If You Build It, Will They Buy It?

They built it and boy-oh-boy did they come.

The Boston Globe reports that an estimated 1 million visitors have journeyed to the “Field of Dreams’’ movie site since the Academy Award-nominated film was released in 1989. But the owners of the farm, Don and Becky Lansing, say they have gone the distance, and now the fabled site is for sale.

It’s like being a baseball player; when your time is up, it’s up,’’ says Don Lansing, 68.

Lansing received $50,000 for the location shooting. After the shoot, he thought he would leave the field intact for a few days so family and friends could play. But then it started – first as a trickle. On May 5, 1989, a man from New York drove cross-country to the site and wept at home plate. He insisted on giving Lansing a New York Giants baseball cap.
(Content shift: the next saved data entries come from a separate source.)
PR #625, opened 2024-03-25
Avoid blocking signals that are not SIGUSR2

fractalwrench:
## Goal

Blocking signals from program errors will probably lead to [undesirable results](https://www.gnu.org/software/libc/manual/html_node/Process-Signal-Mask.html). Therefore our signal handler for Unity thread sampling should only block SIGUSR2 to prevent reentrant calls.

## Testing

Tested that stacktraces are still captured.


fnewberg (approved):
one of the weird things i saw was that the crashes reported via AEI had the signal set to SIGUSR2. do you think this will change so that the real crash reason would show up?

PR #1574, opened 2024-10-23
Optimize performance of v2 delivery layer

fractalwrench:
## Goal

The v2 delivery layer was setting a network connectivity listener early in the bootstrapping which led to initializing OkHttp on the main thread, which is an expensive operation. To fix this I've set the listener at the end of SDK init on a background thread as it's not essential.

## Testing

## Profiling

Screenshot 2024-10-23 at 09 37 25
Screenshot 2024-10-23 at 09 37 33


bidetofevil (approved):
LGTM

PR #1576, opened 2024-10-23
Reduce visibility of swazzler hooks

fractalwrench:
## Goal

Reduces the visibility of the swazzler hooks as they don't need to be part of our public API.


priettt (approved):

priettt (approved):
Should we do the same with FirebaseSwazzledHooks?

PR #1580, opened 2024-10-23
Default the anr monitor thread executor to non-blocking in integration tests

bidetofevil:
## Goal

Using a blockable executor for the ANR worker means a lot of jobs were stuck by default before we needed to block it to simulate ANR capture. Since we were already setting the executor to blocking mode before we capture the ANR, we can set it to default to non-blockable so we only block the thread (when we need to).

This speeds up the execution of the tests as something in the `recordSession` flow, in the background/foreground callbacks, were taking ~1s each. Something was probably waiting for the something to execute, and then timing out at the 1s mark? Anyway, didn't look further as this fixes this tests.

I suspect any long running integration tests have the same issue


fractalwrench (approved):
LGTM

bidetofevil:
### Merge activity

* **Oct 24, 12:41 PM EDT**: A user started a stack merge that includes this pull request via [Graphite](https://app.graphite.dev/github/pr/embrace-io/embrace-android-sdk/1580).

PR #1584, opened 2024-10-24
Add percentage based flags for okHttp usage and v2 storage

priettt:


embrace-android-payload/src/main/kotlin/io/embrace/android/embracesdk/internal/config/remote/KillSwitchRemoteConfig.kt
```diff
@@ -15,5 +15,7 @@ data class KillSwitchRemoteConfig(
     val jetpackCompose: Boolean? = null,
 
     @Json(name = "v2_storage")
-    val v2Storage: Boolean? = null
+    val v2StoragePct: Int? = null,
+    @Json(name = "use_okhttp")
+    val useOkHttpPct: Int? = null
```
fractalwrench, line 20: We should use `Float` as that allows for non-integer percentages if we want a very small rollout for whatever reason. We probably aren't going to use it as part of this but it's the convention of how other fields do it

PR #1585, opened 2024-10-24
Precursor cleanups before converting embrace.java to kotlin

fractalwrench:
## Goal

Makes some minor cleanups that will be required before `Embrace.java` can be converted to Kotlin.


bidetofevil (approved):
LGTM

PR #1586, opened 2024-10-24
Implement embrace interface in kotlin

fractalwrench:
## Goal

Implements the embrace interface in Kotlin rather than Java.

## Testing

Relied on existing test coverage & API checks.


embrace-android-sdk/src/main/java/io/embrace/android/embracesdk/Embrace.kt
```diff
@@ -0,0 +1,477 @@
...
+        impl.start(
+            context,
+            appFramework
+        ) { _: io.embrace.android.embracesdk.internal.payload.AppFramework? -> null }
+    }
+
+    override val isStarted: Boolean
+        get() = impl.isStarted
+
+    override fun setAppId(appId: String): Boolean {
```
bidetofevil, line 75: Is this something we want to remove or at least deprecate? We have a lot of extra complexity because we allow this to happen, and I'm not sure it's that well tested - or used

bidetofevil (approved):
LGTM. Will we get rid of the duplicate overloads in a subsequent PR?

PR #1589, opened 2024-10-25
Periodic cache bug fixes

fractalwrench:
## Goal

Makes two changes to the periodic cache logic. Firstly, the correct unit is used for the caching interval (this was altered during our delivery refactor & hadn't shipped to prod). Secondly, if `delete` fails due to `RejectedExecution` it should be run on the current thread as in this condition the worker will have shutdown.


bidetofevil (approved):
LGTM

PR #1590, opened 2024-10-25
Remove unnecessary overload calls

fractalwrench:
## Goal

Always delegate directly to `EmbraceImpl` from `Embrace`.


bidetofevil (approved):
LGTM

PR #1591, opened 2024-10-25
Hide internal APIs from end-users

fractalwrench:
## Goal

Hides internal APIs by moving them to a separate module named `embrace-internal-api`. This module has a dependency on `embrace-android-sdk` so can access the necessary internals, but crucially end-users would not have this on the compile classpath unless they explicitly add it. This is the primary motivation behind this changeset.

The hosted SDKs (and our own modules) can add this dependency if they wish to access internal APIs.


bidetofevil (approved):
Glanced at but didn't look at in detail, but agree with approach, so LGTM where L is loosely defined.

PR #1596, opened 2024-10-29
Provide no-op implementations of internal interface

fractalwrench:
## Goal

Provides no-op implementations of the internal interfaces if the SDK is not initialized yet. This should hopefully avoid NPEs on the hosted SDK side of things & make it easier to move this functionality in future.

## Testing

Added unit tests.


bidetofevil (approved):
LGTM

PR #1597, opened 2024-10-29
Create internal api module

fractalwrench:
## Goal

Creates a new module for our internal API. This is not pulled in by default - our hosted SDKs will have to explicitly add the dependency to access internal APIs. This should reduce the amount of unwanted symbols that are currently exposed to end-users.


bidetofevil (approved):
LGTM

PR #1727, opened 2024-11-26
Move native crash installer to core module

fractalwrench:
## Goal

Moves the native crash installer to the core module. This is a pre-requisite for a later refactor.

## Testing


embrace-android-sdk/src/main/java/io/embrace/android/embracesdk/internal/injection/ModuleInitBootstrapper.kt
```diff
@@ -350,10 +352,17 @@ internal class ModuleInitBootstrapper(
                     }
 
                     postInit(NativeFeatureModule::class) {
+                        val configService = configModule.configService
                         serviceRegistry.registerServices(
                             lazy { nativeFeatureModule.nativeThreadSamplerService }
                         )
-                        nativeFeatureModule.nativeCrashHandlerInstaller?.install()
+
+                        if (configService.autoDataCaptureBehavior.isNativeCrashCaptureEnabled()) {
```
priettt, line 360: Do we need to check this here? We're already checking the ndk config in the feature module. If it's not enabled, it'll return null.

embrace-android-sdk/src/main/java/io/embrace/android/embracesdk/internal/injection/ModuleInitBootstrapper.kt
```diff
@@ -350,10 +352,17 @@ internal class ModuleInitBootstrapper(
...
+                            val worker = workerThreadModule.backgroundWorker(Worker.Background.IoRegWorker)
+                            worker.submit {
```
priettt, line 362: We are passing a worker to the nativeCrashHandlerInstaller, and `install()` happens within that worker already.

embrace-android-features/src/test/java/io/embrace/android/embracesdk/internal/injection/NativeFeatureModuleImplTest.kt
```diff
@@ -94,8 +88,6 @@ internal class NativeFeatureModuleImplTest {
         )
 
         module = createNativeFeatureModule(fakeConfigModule)
-
-        assertNotNull(module.nativeCrashHandlerInstaller)
```
priettt, line 98: could we move the native crash handler tests to the core module?

embrace-android-sdk/src/main/java/io/embrace/android/embracesdk/internal/injection/ModuleInitBootstrapper.kt
fractalwrench: Removed this redundant check

PR #1728, opened 2024-11-27
Refactor integration tests to allow testing NDK

fractalwrench:
## Goal

Refactors the integration tests to allow testing the NDK end-to-end, rather than using fake modules for most of the functionality.

A future changeset will add extra test cases.


bidetofevil (approved):
Nice. LGTM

And the visitors increased each year, leveling off at 65,000 people annually.

Cars and buses with squished bugs on the windshield and license plates from all around the country kick up dust on the gravel roads as they arrive from 9 a.m. to 6 p.m. seven days a week, April through November.
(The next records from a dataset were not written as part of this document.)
PR #1732, opened 2024-11-28
Remove concept of key spans

fractalwrench:
## Goal

Removes the concept of key spans from the SDK. This attribute was used by the backend to aggregate spans but is no longer required given the backend checks for root spans instead.

## Testing

### DIFF
--- a/embrace-android-core/src/test/java/io/embrace/android/embracesdk/internal/spans/EmbraceTracerTest.kt
+++ b/embrace-android-core/src/test/java/io/embrace/android/embracesdk/internal/spans/EmbraceTracerTest.kt
@@ -1,9 +1,7 @@
 package io.embrace.android.embracesdk.internal.spans
 
 import io.embrace.android.embracesdk.arch.assertError
-import io.embrace.android.embracesdk.arch.assertIsKeySpan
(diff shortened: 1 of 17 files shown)


embrace-android-core/src/test/java/io/embrace/android/embracesdk/internal/spans/EmbraceTracerTest.kt
```diff
@@ -347,19 +345,13 @@ internal class EmbraceTracerTest {
...
         name: String,
-        traceRoot: Boolean = true,
         errorCode: ErrorCode? = null,
     ): EmbraceSpanData {
         val currentSpans = spanSink.completedSpans()
         assertEquals(1, currentSpans.size)
         val currentSpan = currentSpans[0]
         assertEquals(name, currentSpan.name)
         currentSpan.assertIsTypePerformance()
-        if (traceRoot) {
```
bidetofevil, line 358: We should probably keep this, but verify this via checking the parent of the span

fractalwrench: Updated assertion to check parentSpanId

bidetofevil (approved):
LGTM

PR #1735, opened 2024-11-29
Add debug tracing to scheduling service

fractalwrench:
## Goal

Enhance the delivery tracing by adding some extra events in the `SchedulingService`. If an integration test fails now it should give us a decent idea of what's going wrong.


bidetofevil (approved):
LGTM

PR #1736, opened 2024-11-29
Add auto termination enum

fractalwrench:
## Goal

Adds an enum that defines the valid states for span auto termination, and puts it at the appropriate places in the Tracing API.

## Testing

Updated binary compat dump & relied on existing test coverage to assert whether pre-existing code broke.


bidetofevil (approved):
LGTM

PR #1737, opened 2024-11-29
Propagate auto termination enum to span service

fractalwrench:
## Goal

Propagates the `AutoTerminationMode` enum to the `SpanService` and `EmbraceSpan` implementations so that a future changeset can setup automatic termination of spans.

## Testing

Mainly relied on existing test coverage, and will write integration tests in future when this feature actually does something.


embrace-android-core/src/main/kotlin/io/embrace/android/embracesdk/internal/spans/SpanService.kt
```diff
@@ -18,6 +19,7 @@ interface SpanService : Initializable {
      */
     fun createSpan(
         name: String,
+        autoTerminationMode: AutoTerminationMode,
```
bidetofevil, line 22: These should probably all default to NONE as well?

bidetofevil (approved):
LGTM - one question about setting the default in the SpanService to NONE because after this is added, usage shouldn't have to change unless they want this additional logic, just like the public API.

embrace-android-core/src/main/kotlin/io/embrace/android/embracesdk/internal/spans/SpanService.kt
fractalwrench: I was in two minds about this but ended up thinking I'd rather have this mode required for any caller in production code so that we don't forget to set it, at the cost of making our test code more verbose. Do you think the risk of the other approach is worth it?

PR #1745, opened 2024-12-04
Remove offset support from sampling logic

pablomatiasgomez:
## Goal

Remove offset support when deciding if the sdk is enabled or not, to match the iOS, and backend logic.

## Release Notes

**WHAT**:<br>
**WHY**:<br>


embrace-android-core/src/test/java/io/embrace/android/embracesdk/internal/config/behavior/SdkModeBehaviorImplTest.kt
```diff
@@ -2,8 +2,10 @@ package io.embrace.android.embracesdk.internal.config.behavior
 
 import io.embrace.android.embracesdk.fakes.createSdkModeBehavior
 import io.embrace.android.embracesdk.internal.config.remote.RemoteConfig
+import io.mockk.core.ValueClassSupport.boxedValue
```
fractalwrench, line 5: This import looks like it's not used, assuming that's the case it can be deleted

fractalwrench (approved):
LGTM

fractalwrench (approved):

PR #1746, opened 2024-12-05
Simplify otel limits

fractalwrench:
## Goal

Simplifies the limits enforced on OTel data capture by rolling custom and system attributes + events into one. This should make it simpler for pure OTel folks to send as much data as they want by configuring the SDK appropriately.

## Testing


bidetofevil (commented):
The reason we separated system and custom attributes is so we can have a lower limit for custom attributes (e.g. max 10 attributes per span) for customers that send us data.

With this new scheme how are we enforcing those lower limits?

PR #1747, opened 2024-12-05
Support otel export only flag

fractalwrench:
## Goal

Adds a new flag to the config with the key `sdk_config.otel_export_only`. The intention is that customers who don't want to send data to Embrace can set this flag to `true`, and the SDK will avoid sending any data to Embrace. This also alters what bytecode we instrument (i.e. data limits).

## Testing

Added an integration test that confirms this workflow isn't broken.


bidetofevil (approved):
LGTM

Becky Lansing forecasts record crowds this summer, 21 years after the movie was released. “I think people have accelerated their trip after hearing it was for sale,’’ she says.

The Lansings have never charged admission or for parking. There is no commercial signage, no fences to keep people out. The field is as picture perfect as the day Shoeless Joe Jackson wandered out of the cornfield and wondered if he were in heaven. Fathers and sons play catch, old-timers wander in and out of the corn giggling like schoolboys, and middle-aged men run the bases, their pot bellies jiggling.

But with a $5.4 million asking price, no one has stepped to the plate to ease the Lansing’s pain.